Reverse Culture Shock

“No one really cares about your ‘life-changing’ experiences abroad.”

Wow!  Can it be true?  Will no one want to know about the last 2 years of my life??

I recently read an article about expats returning to the US and a few lines caught my attention, so I thought I’d share:

Reverse culture shock

The United States you remember has been replaced by its cinematic evil twin.

It’s really just the same old country with a mustache, but that’ll be enough to cause what is widely regarded among the expat community as reverse culture shock: the unexpected difficulty of adjusting to life back home.

According to Mobility magazine, “For many, it takes a full 12-month-cycle of holidays and work-related events before [returning expats] feel fully re-established back home.” Here’s what to expect …

Boredom
Regardless of what your routine was while abroad, every day brought discovery. Now, discovery means waiting with anticipation for what the new Hess holiday toy truck will look like.

Tip: Dive back into the culture. There has been a panoply of acclaimed movies, television shows, music and books since you left.

Missing your second home
The homeland has always been there waiting for you, so coming back to your country of origin actually makes you more homesick for the foreign land.

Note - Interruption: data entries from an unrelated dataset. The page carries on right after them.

PR #220, opened 2019-11-10
Add timing API / HAR support

### LINKED ISSUE #193: Add timing API
- DNS lookup
 - TCP connect
 - TLS handshake
 - Request send
 - TTFB
 - Response receive

kelunik:
Resolves #193.

Tools like http://www.softwareishard.com/har/viewer/ or https://toolbox.googleapps.com/apps/har_analyzer/ can be used for visualization.

### DIFF
--- a/src/Connection/Http1Connection.php
+++ b/src/Connection/Http1Connection.php
@@ -12,6 +12,7 @@ use Amp\Deferred;
 use Amp\Emitter;
 use Amp\Http;
 use Amp\Http\Client\Connection\Internal\Http1Parser;
+use Amp\Http\Client\HarAttributes;
 use Amp\Http\Client\HttpException;
 use Amp\Http\Client\Internal\ForbidCloning;
 use Amp\Http\Client\Internal\ForbidSerialization;
@@ -35,6 +36,7 @@ use Amp\Success;
 use Amp\TimeoutCancellationToken;
 use function Amp\asyncCall;
 use function Amp\call;
+use function Amp\Internal\getCurrentTime;
 
 /**
  * Socket client implementation.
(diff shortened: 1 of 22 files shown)


kelunik:
While looking at the HAR for `php examples/basic/6-customization.php https://example.org/` I noticed strange blocking times. Those are caused by the HTTP/2 pings we do for connection liveness. I guess we should remove these pings, as they cause unnecessary delay.

src/Connection/Http1Connection.php
```diff
@@ -35,6 +36,7 @@
 use Amp\TimeoutCancellationToken;
 use function Amp\asyncCall;
 use function Amp\call;
+use function Amp\Internal\getCurrentTime;
```
kelunik: @trowski We should move `getCurrentTime()` to `Amp\getCurrentTime()` before merging this.

kelunik: Depends on https://github.com/amphp/amp/pull/290.

src/Interceptor/RecordStartTime.php
```diff
@@ -0,0 +1,22 @@
...
+use Amp\Http\Client\Request;
+use Amp\Promise;
+use function Amp\Internal\getCurrentTime;
+
+final class RecordStartTime implements ApplicationInterceptor
+{
+    public function request(Request $request, CancellationToken $cancellation, DelegateHttpClient $next): Promise
+    {
+        $request->setAttribute(HarAttributes::STARTED_DATE_TIME, new \DateTimeImmutable);
+        $request->setAttribute(HarAttributes::TIME_START, getCurrentTime());
```
trowski: Should we just always record these, since many other Har attributes are being recorded in the connection pools.

kelunik: @trowski `HttpClientBuilder` always enables recording these, but they need to be the outer-most interceptor to have the correct time there.

trowski: Ok, so this isn't really an optional interceptor then.

kelunik: It's optional as long as you don't want to write a log and don't use `HttpClientBuilder`.

trowski: Yes, I meant not optional when using `HttpClientBuilder`, I didn't notice it was added there at first.

PR #221, opened 2019-11-11
Set used protocol version to request

kelunik:


trowski:
What's the purpose? `Response::getProtocolVersion()` tells you what protocol version was used.

kelunik:
@trowski With HTTP/1.0, you might get a HTTP/1.1 response, no?

trowski:
Yes, you might receive a 1.1 response, but how does setting it on the `Request` object help?

kelunik:
@trowski It allow printing the request as sent.

PR #495, opened 2020-01-07
Fixes #28670 - missing identity-obj-proxy package for tests

MariaAga:
Every JS test that has scss fails because of missing identity-obj-proxy package

```
    Configuration error:
    Could not locate module ./TaskDetails.scss mapped as:
    identity-obj-proxy.
    Please check your configuration for these entries:
    {
      "moduleNameMapper": {
        "/^.+\.(png|gif|css|scss)$/": "identity-obj-proxy" 
      },
      "resolver": null
    }
```


adamruzicka:
Thank you both!

PR #496, opened 2020-01-12
Fixes #28729 - Add ForemanContext for metadata

amirfefer:
Using https://github.com/theforeman/foreman/pull/7139


amirfefer:
`ForemanContext` will be on every component by default, no need to add it manually on each plugin. closing...

PR #499, opened 2020-01-21
Fixes #28822 - task Search requires clicking twice on Search

MariaAga:
The url got updated and then the get tasks api was called twice - once with the right url and once with the old url.
So on the second click the old url was already the new url so when it was called twice it was called with the right info


adamruzicka:
Thank you @MariaAga !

Tip: As a foreigner, you were more willing to adapt. Now that you’re “home,” you may feel out of place, only without the willingness to conform. Identify what you miss about home before you return then focus on those things once you do.

Nobody cares where you’ve been
People outside the United States often like to hear what life is like there. Americans, owing to either a sense of superiority or disinterest, aren’t all that curious about what’s going on in Malalikibootoostan. (Which is a close approximation to how they might pronounce the name of your most recent home. Ha ha, your high school friends are funny!)

Tip: Keep your remembrances brief unless someone takes an active interest in your experience. Any phrase containing “when I was in…” is a no go zone. No one likes a Carmen Sandiego.

Job dissatisfaction

Your new job may not allow you to capitalize on the multi-cultural skills you cultivated during your time abroad (“Just input the data from this form into that one and start the next pile as soon as you’re done, Ferguson!”) and/or you may not enjoy as senior a position upon your return.

Tip: Don’t let this engender a sense of lost career momentum. Nobody in America likes their job, so this will give you something to bond over!

Where have all my holidays gone? 

Working in the United States brings with it a remarkable lack of public holidays and vacation leave. No more easy long weekends in Phuket or the coast of Spain on generous expat leave.

Tip: Ask not what your company can do for you, ask what you can do for your company. Get cracking.

No one understands you
Your difficulty reintegrating into American society is as foreign a concept to others there as the place you just left.

Tip: Get over it.

Reading this article does make me wonder how others will react to my return and how I’ll react to not living in Hong Kong anymore.  When I read the part about missing your 2nd home, I even got a tear in my eye realizing how sad the day I finally leave here will be.  Even though I know I’m ready to be “home,” I am so very thankful for the amazing experiences I’ve had here and I’m scared that I’ll never again be able to rival this time and I’m also worried that all I’ve done here won’t be appreciated by others when I go home.  3 months to go before I find out what it’ll really be like!